→ What the task asks
All of the data below is to be printed again exactly.

[Excerpts from a dataset]
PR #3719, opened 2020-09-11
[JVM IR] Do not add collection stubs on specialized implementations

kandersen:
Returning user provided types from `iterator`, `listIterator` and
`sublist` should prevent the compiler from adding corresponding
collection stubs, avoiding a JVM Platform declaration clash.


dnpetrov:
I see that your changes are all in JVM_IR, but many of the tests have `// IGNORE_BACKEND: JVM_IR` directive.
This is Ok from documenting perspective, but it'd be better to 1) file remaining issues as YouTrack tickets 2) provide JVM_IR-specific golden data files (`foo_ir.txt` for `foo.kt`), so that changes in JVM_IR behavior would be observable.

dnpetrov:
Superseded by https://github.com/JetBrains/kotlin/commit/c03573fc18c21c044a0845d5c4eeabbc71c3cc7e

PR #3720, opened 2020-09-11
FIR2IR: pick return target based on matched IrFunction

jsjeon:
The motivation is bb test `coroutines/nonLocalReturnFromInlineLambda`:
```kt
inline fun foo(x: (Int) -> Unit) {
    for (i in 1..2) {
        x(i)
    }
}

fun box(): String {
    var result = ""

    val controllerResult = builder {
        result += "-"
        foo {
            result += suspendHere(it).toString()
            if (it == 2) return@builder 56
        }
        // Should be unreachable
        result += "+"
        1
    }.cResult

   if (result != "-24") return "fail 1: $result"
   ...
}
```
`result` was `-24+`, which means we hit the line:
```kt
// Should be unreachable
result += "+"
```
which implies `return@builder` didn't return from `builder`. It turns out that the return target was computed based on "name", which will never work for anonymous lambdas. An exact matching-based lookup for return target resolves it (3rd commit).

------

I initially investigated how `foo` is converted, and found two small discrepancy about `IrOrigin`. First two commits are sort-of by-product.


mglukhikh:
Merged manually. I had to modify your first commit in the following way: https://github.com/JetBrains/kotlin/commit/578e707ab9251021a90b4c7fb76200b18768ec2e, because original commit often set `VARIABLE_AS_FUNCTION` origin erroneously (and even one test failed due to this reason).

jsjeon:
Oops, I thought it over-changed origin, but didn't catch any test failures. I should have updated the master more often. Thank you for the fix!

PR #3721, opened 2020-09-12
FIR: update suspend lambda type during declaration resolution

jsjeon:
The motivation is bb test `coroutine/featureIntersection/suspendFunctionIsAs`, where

→ Problem solution
PR #3719, opened 2020-09-11
[JVM IR] Do not add collection stubs on specialized implementations

kandersen:
Returning user provided types from `iterator`, `listIterator` and
`sublist` should prevent the compiler from adding corresponding
collection stubs, avoiding a JVM Platform declaration clash.


dnpetrov:
I see that your changes are all in JVM_IR, but many of the tests have `// IGNORE_BACKEND: JVM_IR` directive.
This is Ok from documenting perspective, but it'd be better to 1) file remaining issues as YouTrack tickets 2) provide JVM_IR-specific golden data files (`foo_ir.txt` for `foo.kt`), so that changes in JVM_IR behavior would be observable.

dnpetrov:
Superseded by https://github.com/JetBrains/kotlin/commit/c03573fc18c21c044a0845d5c4eeabbc71c3cc7e

PR #3720, opened 2020-09-11
FIR2IR: pick return target based on matched IrFunction

jsjeon:
The motivation is bb test `coroutines/nonLocalReturnFromInlineLambda`:
```kt
inline fun foo(x: (Int) -> Unit) {
    for (i in 1..2) {
        x(i)
    }
}

fun box(): String {
    var result = ""

    val controllerResult = builder {
        result += "-"
        foo {
            result += suspendHere(it).toString()
            if (it == 2) return@builder 56
        }
        // Should be unreachable
        result += "+"
        1
    }.cResult

   if (result != "-24") return "fail 1: $result"
   ...
}
```
`result` was `-24+`, which means we hit the line:
```kt
// Should be unreachable
result += "+"
```
which implies `return@builder` didn't return from `builder`. It turns out that the return target was computed based on "name", which will never work for anonymous lambdas. An exact matching-based lookup for return target resolves it (3rd commit).

------

I initially investigated how `foo` is converted, and found two small discrepancy about `IrOrigin`. First two commits are sort-of by-product.


mglukhikh:
Merged manually. I had to modify your first commit in the following way: https://github.com/JetBrains/kotlin/commit/578e707ab9251021a90b4c7fb76200b18768ec2e, because original commit often set `VARIABLE_AS_FUNCTION` origin erroneously (and even one test failed due to this reason).

jsjeon:
Oops, I thought it over-changed origin, but didn't catch any test failures. I should have updated the master more often. Thank you for the fix!

PR #3721, opened 2020-09-12
FIR: update suspend lambda type during declaration resolution

jsjeon:
The motivation is bb test `coroutine/featureIntersection/suspendFunctionIsAs`, where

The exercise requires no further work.